These are the groups that sat in on agreement talks.


Irish Congress of Trade Unions (ICTU)
Service Industrial Professional and Technical Union
Irish Business and Employers’ Confederation (IBEC)
Small Firms’ Association (SFA)
Irish Exporters’ Association (IEA)
Irish Tourist Industry Confederation (ITIC)
Irish Hotels Federation
Chambers Ireland
Irish Farmers’ Association (IFA)
Irish Creamery Milk Suppliers’ Association (ICMSA)
Irish Co-Operative Organisation Society Ltd. (ICOS)
Irish Cattle and Sheep Farmers Association
Macra na Feirme
Irish National Organisation of the Unemployed (INOU)
Congress Centres Network
CORI Justice Commission
National Youth Council of Ireland (NYCI)
National Association of Building Co-Operatives (NABCO)
Irish Council for Social Housing (ICSH)
Society of Saint Vincent de Paul
Age Action Ireland
The Carers Association
The Wheel
The Disability Federation of Ireland
Irish Rural Link
The Irish Senior Citizens’ Parliament
The Children’s Rights Alliance
Protestant Aid
Community Platform
National Women's Council of Ireland
Environmental Pillar
[broken link removed]


----------



## Purple (15 Dec 2010)

The only people who should have a say in how the country is run are the Td's elected by the people. The Dail and most of the government have had no real power for the last 10 years as the country was run/carved up by the social partners, dominated by IBEC and SIPTU, and the Department of the Taoiseach. Basically That meant Bertie sitting back and letting unelected vested interest groups look after their own interests at the expense of the people who elected his government to govern. Brian Cowan has been a disaster as leader but the damage was done by Bertie.


----------



## Caveat (15 Dec 2010)

Like most other aspects of his "governing" Bertie just made it up as he went along with no foresight nor consideration of consequences. 

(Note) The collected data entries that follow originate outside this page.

PR #472, opened 2024-12-05
QA-15375: Add deletePropertiesBatch method

AKarmanov:
## Description

Fix localized session resolution, add localized property mutation

### DIFF
--- a/graphql-dxm-provider/src/main/java/org/jahia/modules/graphql/provider/dxm/node/GqlJcrMutationSupport.java
+++ b/graphql-dxm-provider/src/main/java/org/jahia/modules/graphql/provider/dxm/node/GqlJcrMutationSupport.java
@@ -123,12 +123,12 @@ public class GqlJcrMutationSupport {
      * @param properties the collection of properties to be deleted
      * @return Boolean
      */
-    public static boolean deleteProperties(JCRNodeWrapper node, Collection<GqlJcrPropertyI18nInput> properties) {
+    public static boolean deleteProperties(JCRNodeWrapper node, Collection<GqlJcrDeletedPropertyInput> properties) {
         if (properties == null) {
             return false;
         }
 
-        for (GqlJcrPropertyI18nInput prop : properties) {
+        for (GqlJcrDeletedPropertyInput prop : properties) {
             try {
                 NodeHelper.getNodeInLanguage(node, prop.getLanguage()).getProperty(prop.getName()).remove();
             } catch (RepositoryException e) {
--- a/graphql-dxm-provider/src/main/java/org/jahia/modules/graphql/provider/dxm/node/GqlJcrMutationSupport.java
+++ b/graphql-dxm-provider/src/main/java/org/jahia/modules/graphql/provider/dxm/node/GqlJcrMutationSupport.java
@@ -117,6 +117,29 @@ public class GqlJcrMutationSupport {
     }
 
     /**
+     * Delete the provided properties to the specified node.
+     *
+     * @param node       The JCR node to delete properties from
+     * @param properties the collection of properties to be deleted
+     * @return Boolean
+     */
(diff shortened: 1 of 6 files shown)


graphql-dxm-provider/src/main/java/org/jahia/modules/graphql/provider/dxm/node/GqlJcrPropertyI18nInput.java
```diff
@@ -0,0 +1,51 @@
...
+import graphql.annotations.annotationTypes.GraphQLDescription;
+import graphql.annotations.annotationTypes.GraphQLField;
+import graphql.annotations.annotationTypes.GraphQLName;
+import graphql.annotations.annotationTypes.GraphQLNonNull;
+
+import java.util.List;
+
+@GraphQLName("JCRPropertyI18n")
+@GraphQLDescription("GraphQL representation of a JCR property to set")
+public class GqlJcrPropertyI18nInput {
```
gflores-jahia, line 27: Is it necessary to create a new class here to perform the op? Would the original GqlJcrPropertyInput would also work here if we just provide name and language only?

The class and the hierarchy is a bit strange to me as having a property class that doesn't carry at least a name/value. I also expect i18n as a specialized version of the original and the hierarchy would be the other way around, with the i18n class adding support for language.

If it's needed, we can maybe rename as something else (e.g. GqlJcrPropertyFetcherInput) so as it's not confused with a property input that doesn't support values or any of the other property params.

graphql-dxm-provider/src/main/java/org/jahia/modules/graphql/provider/dxm/node/GqlJcrMutationSupport.java
```diff
@@ -116,6 +116,29 @@ public static List<JCRPropertyWrapper> setProperties(JCRNodeWrapper node, Collec
...
+     * @return Boolean
+     */
+    public static boolean deleteProperties(JCRNodeWrapper node, Collection<GqlJcrPropertyI18nInput> properties) {
+        if (properties == null) {
+            return false;
+        }
+
+        for (GqlJcrPropertyI18nInput prop : properties) {
+            try {
+                NodeHelper.getNodeInLanguage(node, prop.getLanguage()).getProperty(prop.getName()).remove();
```
gflores-jahia, line 133: The way we're handling exceptions here might leave operation in a half-way state e.g. if one of them missing a language value, we end up with some props deleted and some aren't (even if rest could still be valid)

Maybe better option here is to handle exceptions individually and collect them as a single exception. This way we process all valid properties and throw an exception with list of the names not processed.

graphql-dxm-provider/src/main/java/org/jahia/modules/graphql/provider/dxm/node/GqlJcrPropertyI18nInput.java
r3dm1ke: I agree that this and `GqlJcrPropertyInput` could be either combined or tied together via inheritance

graphql-dxm-provider/src/main/java/org/jahia/modules/graphql/provider/dxm/node/GqlJcrMutationSupport.java
gflores-jahia: ok, perfectly fine in that case.

graphql-dxm-provider/src/main/java/org/jahia/modules/graphql/provider/dxm/node/GqlJcrPropertyI18nInput.java
gflores-jahia: ok, agreed with the point of showing options that do not matter for the op, so yeah maybe a rename might be better, just to also avoid confusion that it's not a full property input object.

gflores-jahia (approved):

The man was, and is, a disgrace.


----------



## Deiseblue (15 Dec 2010)

Purple , I agree , Governments are elected to govern and as such the Government initiated social partnership in 1987 & chose to involve the parties detailed in a previous post.

A purely democratic , government initiated process I would have thought .


----------



## TarfHead (15 Dec 2010)

Shawady said:


> These are the groups that sat in on agreement talks.


 
So, if you're in paid empoyment and not in a union, who is representing you ?

In a '_purely democratic_' approach, the Government would make and implement decisions in the national interest and the special pleadings of lobby groups would be a background hum.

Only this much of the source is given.